Flexible query performance is a key goal; for this, a key/value pair datastore such as GCS Memorystore, Redis, AWS ElastiCache, or ElasticSearch can provide great performance and flexibility; adding an index is a straightforward, scriptable activity. Such a datastore allows us to query for an object ID, then use that ID to retrieve the full record. Integrated indices such as you'd get on a relational database or with an index in an object datastore are less flexible and more expensive to implement.

For CRM applications, a full-text search of customer records might be desirable. Assuming 10M records/tenant, ~1kB/record, and 10B words, we would have to index about 1G records per tenant to index every word. Apache Lucene has a limit of about 2.1 billion records per index (2G), so that it seems possible to do this with existing off-the-shelf technologies.

Since the bulk of the content is not indexed, and the key/value store emits an object ID, the bulk Customer store can be an object store such as AWS's DynamoDB, Mongo, GSC's Datastore, and so on. A small number of indices (e.g. various IDs) can be directly indexed.

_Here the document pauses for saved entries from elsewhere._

PR #123, opened 2023-08-01
corrected minor error in the principal quantum number of Cs and Ba

marcelmbn:
- Correct wrong principal quantum numbers in GFN1-xTB for Cs and Ba (probably without consequences; was presumably taken over from the SI of the GFN1-xTB paper, in which these values are also wrong)
- For the sake of readability, commented "Z ranges" for each row are added for the three 7x13 matrices (probably a matter of taste)


awvwgk:
Can you please verify whether these values are correct compared to `xtb` or whether a fix is needed there as well?

- parameter file: https://github.com/grimme-lab/xtb/blob/8d0f1dd02f9d00324d95662d90f3fa123bf01e1f/param_gfn1-xtb.txt#L746-L770
- source code: https://github.com/grimme-lab/xtb/blob/8d0f1dd02f9d00324d95662d90f3fa123bf01e1f/src/xtb/gfn1.f90#L255-L269

While a principal quantum number of 6 rather than 5 seems more reasonable here, this seems to be a long standing bug in `xtb`.

marcelmbn:
> Can you please verify whether these values are correct compared to `xtb` or whether a fix is needed there as well?
> 
>     * parameter file: https://github.com/grimme-lab/xtb/blob/8d0f1dd02f9d00324d95662d90f3fa123bf01e1f/param_gfn1-xtb.txt#L746-L770
> 
>     * source code: https://github.com/grimme-lab/xtb/blob/8d0f1dd02f9d00324d95662d90f3fa123bf01e1f/src/xtb/gfn1.f90#L255-L269
> 

In my understanding, both of the files should be changed accordingly. As mentioned in the original post of this PR, this mistake is already present in the SI of the original paper. Probably, this error was then never changed over time.
If you agree on this, I'd open a PR for these files as well.

> 
> While a principal quantum number of 6 rather than 5 seems more reasonable here, this seems to be a long standing bug in `xtb`.

I agree. Am I right with the assumption that this, however, does not lead to any practical consequences for calculations including Cs/Ba?

awvwgk:
Changing the principal quantum number changes the basis set and impacts the parametrization of GFN1-xTB. I recall the last time we did this for sodium and magnesium (around 2017) due to wrong quantum numbers (2s instead of 3s) the parameters were reoptimized accordingly. The parameter file in the `xtb` repository is mostly unmodifed from the original version and the SI of the paper reflects this correctly. I agree that the principal quantum number is incorrect, however just changing it in the parameter file will be incorrect as well, without doing proper verification for the impacted elements.

PR #124, opened 2023-08-26
Implementation of Charge-Extended Hückel method

marcelmbn:
### Full implementation of Charge-Extended Hückel (CEH) method as guess and charge model in tblite

Theoretical foundation can be obtained upon request or (shortly) in "Müller, M., Hansen, A. & Grimme, S. An atom-in-molecule adaptive polarized valence single-ζ atomic orbital basis for electronic structure calculations. _submitted to J. Chem. Phys._". The publication also gives MAEs for atomic charges and dipole moments.
CEH serves as a charge model for:
1. An atomic charge guess for the new GP3-xTB tight binding method
2. The atom-in-molecule-adaptive q-vSZP basis set as stand-alone
3. An adapted variant of q-vSZP utilized in the GP3-xTB TB method

The implementation contains (besides the CEH-specific Hamiltonian)
- An electronegativity difference-weighted coordination number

One might suspect that a 2-step retrieval (search for ID, then retrieve) might cause unacceptable latency, but search results are typically available in < 10ms from these sources, so achieving an overall query latency of <500ms is will within the capabilities of current systems.

Deployment

In production, roughly as shown below. Green components are implemented; other components are stubbed inside the DAOs that provide interfaces to them.

Deployment

edit: https://tinyurl.com/108eilbu

Notes

  • login information is found in application.properties
  • paging is not implemented; if you supply a page number, it will be populated in the result object just for show
  • If you test with a browser, clear cookies between requests, because basic login is generally cached. I have mostly tested with Postman and unit tests
  • search strategy might return summaries to allow for refining the search
  • the entire tenant system might need its own service; the current API is really a stub, and should be thought out before the system gets much larger; backfitting tenants is hard.
  • implement
    • test coverage
    • integration tests; separate from unit tests
    • some kind of lint system
    • a pipeline
    • metrics & logging
    • a real authentication and authorization subsystem
  • the data models are stubs and need some real analysis
  • the default error handling is still in place; this exposes a lot of internal detail inappropriately.